(Beginning of AVAILABLE RECORDS)
PR #390, opened 2023-12-21
ToolSpecification and ToolSpecifications docs and tests.

crutcher:
Add ToolSpecificationTest.
Add ToolSpecificationsTest.

### DIFF
--- a/langchain4j-core/src/main/java/dev/langchain4j/agent/tool/ToolSpecification.java
+++ b/langchain4j-core/src/main/java/dev/langchain4j/agent/tool/ToolSpecification.java
@@ -8,7 +8,6 @@ import static dev.langchain4j.internal.Utils.quoted;
 import static java.util.Arrays.asList;
 
 public class ToolSpecification {
-
     private final String name;
     private final String description;
     private final ToolParameters parameters;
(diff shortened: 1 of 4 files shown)


crutcher:
By inspection, this error *Should Not Happen*;

- that arg has a `@P()` annotation, and should get a "description" property.
- this is what happens on local unittests (in IntelliJ)

I'm concerned there's some form of annotation stripping. It could also be some form of masking?

```
Error:  Failures: 
Error:    ToolSpecificationsTest.test_toJsonSchemaProperties:190 
Expecting actual:
  [JsonSchemaProperty { key = "type", value = integer }]
to contain exactly (and in same order):
  [JsonSchemaProperty { key = "type", value = string },
    JsonSchemaProperty { key = "description", value = foo }]
but some elements were not found:
  [JsonSchemaProperty { key = "type", value = string },
    JsonSchemaProperty { key = "description", value = foo }]
and others were not expected:
  [JsonSchemaProperty { key = "type", value = integer }]
```

crutcher:
found the issue, which was implementation-dependent ordering of the getDeclaredMethods() array; worked around that.

Class.getDeclaredMethods()
> The elements in the returned array are not sorted and are not in any particular order.

ghost (approved):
(End of AVAILABLE RECORDS)
**INSTRUCTIONS TO FOLLOW**
Reproduce all of the records, keeping every character unchanged.

**EXERCISE RESPONSE**
PR #390, opened 2023-12-21
ToolSpecification and ToolSpecifications docs and tests.

crutcher:
Add ToolSpecificationTest.
Add ToolSpecificationsTest.

### DIFF
--- a/langchain4j-core/src/main/java/dev/langchain4j/agent/tool/ToolSpecification.java
+++ b/langchain4j-core/src/main/java/dev/langchain4j/agent/tool/ToolSpecification.java
@@ -8,7 +8,6 @@ import static dev.langchain4j.internal.Utils.quoted;
 import static java.util.Arrays.asList;
 
 public class ToolSpecification {
-
     private final String name;
     private final String description;
     private final ToolParameters parameters;
(diff shortened: 1 of 4 files shown)


crutcher:
By inspection, this error *Should Not Happen*;

- that arg has a `@P()` annotation, and should get a "description" property.
- this is what happens on local unittests (in IntelliJ)

I'm concerned there's some form of annotation stripping. It could also be some form of masking?

```
Error:  Failures: 
Error:    ToolSpecificationsTest.test_toJsonSchemaProperties:190 
Expecting actual:
  [JsonSchemaProperty { key = "type", value = integer }]
to contain exactly (and in same order):
  [JsonSchemaProperty { key = "type", value = string },
    JsonSchemaProperty { key = "description", value = foo }]
but some elements were not found:
  [JsonSchemaProperty { key = "type", value = string },
    JsonSchemaProperty { key = "description", value = foo }]
and others were not expected:
  [JsonSchemaProperty { key = "type", value = integer }]
```

crutcher:
found the issue, which was implementation-dependent ordering of the getDeclaredMethods() array; worked around that.

Class.getDeclaredMethods()
> The elements in the returned array are not sorted and are not in any particular order.

ghost (approved):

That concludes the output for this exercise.